─── Supplied material ───

PR #37, opened 2014-11-12
added module hr_worked_days_hourly_rate

ghost:
This module adds hourly rate and date fields on payslip worked days. Both fields are mandatory only when a number of hours is entered.


hr_worked_days_hourly_rate/__openerp__.py
```diff
@@ -0,0 +1,47 @@
...
+#
+##############################################################################
+
+{
+    'name': 'Worked Days Hourly Rates',
+    'version': '1.0',
+    'license': 'AGPL-3',
+    'category': 'Generic Modules/Human Resources',
+    'description': """
+Wroked Days Hourly Rate
```
max3903: Worked

max3903:
:+1:

hr_worked_days_hourly_rate/hr_payslip_worked_days.py
```diff
@@ -0,0 +1,41 @@
...
+#    GNU Affero General Public License for more details.
+#
+#    You should have received a copy of the GNU Affero General Public License
+#    along with this program.  If not, see <http://www.gnu.org/licenses/>.
+#
+##############################################################################
+
+from openerp.osv import fields, orm
+from datetime import datetime
+strptime = datetime.strptime
```
pedrobaeza: This is not needed.

hr_worked_days_hourly_rate/hr_payslip.py
```diff
@@ -0,0 +1,51 @@
...
+#    You should have received a copy of the GNU Affero General Public License
+#    along with this program.  If not, see <http://www.gnu.org/licenses/>.
+#
+##############################################################################
+
+from openerp.osv import orm
+
+
+class hr_payslip(orm.Model):
+    _name = 'hr.payslip'
```
pedrobaeza: This is not needed.

hr_worked_days_hourly_rate/hr_payslip_worked_days.py
```diff
@@ -0,0 +1,41 @@
...
+
+
+class hr_payslip_worked_days(orm.Model):
+    _name = 'hr.payslip.worked_days'
```
pedrobaeza: This is not needed when you put _inherit and the result model is the same.

hr_worked_days_hourly_rate/hr_payslip_worked_days.py
```diff
@@ -0,0 +1,41 @@
...
+    _columns = {
+        'hourly_rate': fields.float('Hourly Rate'),
+
+        # When a worked day has a number of hours and an hourly rate,
+        # it is necessary to have a date, because hourly rates are likely to
+        # change over the time.
+        'date': fields.date('Date'),
+    }
+    _defaults = {
+        'hourly_rate': 0.0,
```
pedrobaeza: This should be 1.0 for normal computation.

hr_worked_days_hourly_rate/hr_payslip.py
```diff
@@ -0,0 +1,51 @@
...
+
+    def sum_hourly_rates(
+        self, cr, uid, ids,
+        payslip,
+        context=None,
+    ):
+        """
+        This function is intended to be called by salary rules.
+
+        payslip: a Payslip Browsable Object which is different from a
```
pedrobaeza: Use standard PEP docstring `:param payslip:`

hr_worked_days_hourly_rate/hr_payslip.py
```diff
@@ -0,0 +1,51 @@
...
+        browse record
+
+        Returns the gross salary based on worked hours
```
pedrobaeza: Use standard dosctring `:return`. And I think this more as a sum of hours proportionally sized, that a gross salary.

hr_worked_days_hourly_rate/hr_payslip_worked_days.py
```diff
@@ -0,0 +1,41 @@
...
+class hr_payslip_worked_days(orm.Model):
+    _name = 'hr.payslip.worked_days'
+    _inherit = 'hr.payslip.worked_days'
+    _columns = {
+        'hourly_rate': fields.float('Hourly Rate'),
+
+        # When a worked day has a number of hours and an hourly rate,
+        # it is necessary to have a date, because hourly rates are likely to
+        # change over the time.
+        'date': fields.date('Date'),
```
pedrobaeza: I should put `date_start` and `date_stop` fields for covering the corresponding interval of the worked_days record.

hr_worked_days_hourly_rate/hr_payslip_worked_days.py
ghost: 1.0 would mean 1$/Euro. I prefer 0 because it is the amount used for unpaid leaves.

pedrobaeza: Ah, I interpreted that as a rate: this hour computes double that normal hour and so on. Field name doesn't help either... I think it's more logicall to set it as a rate than a direct price. You set only one price, and different rates (like discounts or increments based on percentage). There are a lot of companies that works this way: an extra hour is 1.6 price of a normal hour. If you don't decide to change it, please call it price_hour or similar. A help field also helps (as its name says :wink:)

Another thing: what about other currencies in this field. Are taken into account?

ghost: I don't agree on every aspect. Hourly rate is standard term in most anglo-saxon countries. What you mean is a factor by which to multiply the rate. Price per hour is not an accurate term and could lead to even more confusion, since you dont buy your employee's services. You pay a salary.

For the ratio, I will add a field to apply a percentage of the regular salary as you suggested.
I will also add a currency field and add help parameters.

ghost: Changed my mind in regard to the currency field. It should be added in another module if needed. This module will assume that the currency used is always the company's default currency.

ghost:
@eLBati You may remove the needs fixing label, my code passes the tests. Thanks!

hr_worked_days_hourly_rate/hr_payslip_worked_days.py
```diff
@@ -0,0 +1,77 @@
...
+        'hourly_rate': 0,
+        'rate': 100,
+        'date_from': lambda *a: datetime.strftime(
+            datetime.now(),
+            DEFAULT_SERVER_DATE_FORMAT
+        ),
+        'date_to': lambda *a: datetime.strftime(
+            datetime.now(),
+            DEFAULT_SERVER_DATE_FORMAT
+        ),
```
bwrsandman: This can be simplified to:

``` python
lambda *a: datetime.now().strftime(DEFAULT_SERVER_DATE_FORMAT)
```

hr_worked_days_hourly_rate/tests/test_hr_worked_days.py
```diff
@@ -0,0 +1,92 @@
...
+                'name': 'test',
+                'contract_id': self.contract_id,
+            },
+            context=self.context,
+        )
+
+        worked_days = self.worked_days_model.browse(
+            self.cr, self.uid, worked_days_id, context=self.context)
+
+        self.assertTrue(worked_days.total == 40 * 25 * 1.5)
```
bwrsandman: Prefer the use of `self.assertEqual(worked_days.total, 40 * 25 * 1.5)` which gives much more meaninful error messages

ghost: I prefer it as well!

bwrsandman:
:+1:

───

▶ [Aim of the exercise]
Would you repeat all of the entries exactly?

▶ [Solution below]
PR #37, opened 2014-11-12
added module hr_worked_days_hourly_rate

ghost:
This module adds hourly rate and date fields on payslip worked days. Both fields are mandatory only when a number of hours is entered.


hr_worked_days_hourly_rate/__openerp__.py
```diff
@@ -0,0 +1,47 @@
...
+#
+##############################################################################
+
+{
+    'name': 'Worked Days Hourly Rates',
+    'version': '1.0',
+    'license': 'AGPL-3',
+    'category': 'Generic Modules/Human Resources',
+    'description': """
+Wroked Days Hourly Rate
```
max3903: Worked

max3903:
:+1:

hr_worked_days_hourly_rate/hr_payslip_worked_days.py
```diff
@@ -0,0 +1,41 @@
...
+#    GNU Affero General Public License for more details.
+#
+#    You should have received a copy of the GNU Affero General Public License
+#    along with this program.  If not, see <http://www.gnu.org/licenses/>.
+#
+##############################################################################
+
+from openerp.osv import fields, orm
+from datetime import datetime
+strptime = datetime.strptime
```
pedrobaeza: This is not needed.

hr_worked_days_hourly_rate/hr_payslip.py
```diff
@@ -0,0 +1,51 @@
...
+#    You should have received a copy of the GNU Affero General Public License
+#    along with this program.  If not, see <http://www.gnu.org/licenses/>.
+#
+##############################################################################
+
+from openerp.osv import orm
+
+
+class hr_payslip(orm.Model):
+    _name = 'hr.payslip'
```
pedrobaeza: This is not needed.

hr_worked_days_hourly_rate/hr_payslip_worked_days.py
```diff
@@ -0,0 +1,41 @@
...
+
+
+class hr_payslip_worked_days(orm.Model):
+    _name = 'hr.payslip.worked_days'
```
pedrobaeza: This is not needed when you put _inherit and the result model is the same.

hr_worked_days_hourly_rate/hr_payslip_worked_days.py
```diff
@@ -0,0 +1,41 @@
...
+    _columns = {
+        'hourly_rate': fields.float('Hourly Rate'),
+
+        # When a worked day has a number of hours and an hourly rate,
+        # it is necessary to have a date, because hourly rates are likely to
+        # change over the time.
+        'date': fields.date('Date'),
+    }
+    _defaults = {
+        'hourly_rate': 0.0,
```
pedrobaeza: This should be 1.0 for normal computation.

hr_worked_days_hourly_rate/hr_payslip.py
```diff
@@ -0,0 +1,51 @@
...
+
+    def sum_hourly_rates(
+        self, cr, uid, ids,
+        payslip,
+        context=None,
+    ):
+        """
+        This function is intended to be called by salary rules.
+
+        payslip: a Payslip Browsable Object which is different from a
```
pedrobaeza: Use standard PEP docstring `:param payslip:`

hr_worked_days_hourly_rate/hr_payslip.py
```diff
@@ -0,0 +1,51 @@
...
+        browse record
+
+        Returns the gross salary based on worked hours
```
pedrobaeza: Use standard dosctring `:return`. And I think this more as a sum of hours proportionally sized, that a gross salary.

hr_worked_days_hourly_rate/hr_payslip_worked_days.py
```diff
@@ -0,0 +1,41 @@
...
+class hr_payslip_worked_days(orm.Model):
+    _name = 'hr.payslip.worked_days'
+    _inherit = 'hr.payslip.worked_days'
+    _columns = {
+        'hourly_rate': fields.float('Hourly Rate'),
+
+        # When a worked day has a number of hours and an hourly rate,
+        # it is necessary to have a date, because hourly rates are likely to
+        # change over the time.
+        'date': fields.date('Date'),
```
pedrobaeza: I should put `date_start` and `date_stop` fields for covering the corresponding interval of the worked_days record.

hr_worked_days_hourly_rate/hr_payslip_worked_days.py
ghost: 1.0 would mean 1$/Euro. I prefer 0 because it is the amount used for unpaid leaves.

pedrobaeza: Ah, I interpreted that as a rate: this hour computes double that normal hour and so on. Field name doesn't help either... I think it's more logicall to set it as a rate than a direct price. You set only one price, and different rates (like discounts or increments based on percentage). There are a lot of companies that works this way: an extra hour is 1.6 price of a normal hour. If you don't decide to change it, please call it price_hour or similar. A help field also helps (as its name says :wink:)

Another thing: what about other currencies in this field. Are taken into account?

ghost: I don't agree on every aspect. Hourly rate is standard term in most anglo-saxon countries. What you mean is a factor by which to multiply the rate. Price per hour is not an accurate term and could lead to even more confusion, since you dont buy your employee's services. You pay a salary.

For the ratio, I will add a field to apply a percentage of the regular salary as you suggested.
I will also add a currency field and add help parameters.

ghost: Changed my mind in regard to the currency field. It should be added in another module if needed. This module will assume that the currency used is always the company's default currency.

ghost:
@eLBati You may remove the needs fixing label, my code passes the tests. Thanks!

hr_worked_days_hourly_rate/hr_payslip_worked_days.py
```diff
@@ -0,0 +1,77 @@
...
+        'hourly_rate': 0,
+        'rate': 100,
+        'date_from': lambda *a: datetime.strftime(
+            datetime.now(),
+            DEFAULT_SERVER_DATE_FORMAT
+        ),
+        'date_to': lambda *a: datetime.strftime(
+            datetime.now(),
+            DEFAULT_SERVER_DATE_FORMAT
+        ),
```
bwrsandman: This can be simplified to:

``` python
lambda *a: datetime.now().strftime(DEFAULT_SERVER_DATE_FORMAT)
```

hr_worked_days_hourly_rate/tests/test_hr_worked_days.py
```diff
@@ -0,0 +1,92 @@
...
+                'name': 'test',
+                'contract_id': self.contract_id,
+            },
+            context=self.context,
+        )
+
+        worked_days = self.worked_days_model.browse(
+            self.cr, self.uid, worked_days_id, context=self.context)
+
+        self.assertTrue(worked_days.total == 40 * 25 * 1.5)
```
bwrsandman: Prefer the use of `self.assertEqual(worked_days.total, 40 * 25 * 1.5)` which gives much more meaninful error messages

ghost: I prefer it as well!

bwrsandman:
:+1:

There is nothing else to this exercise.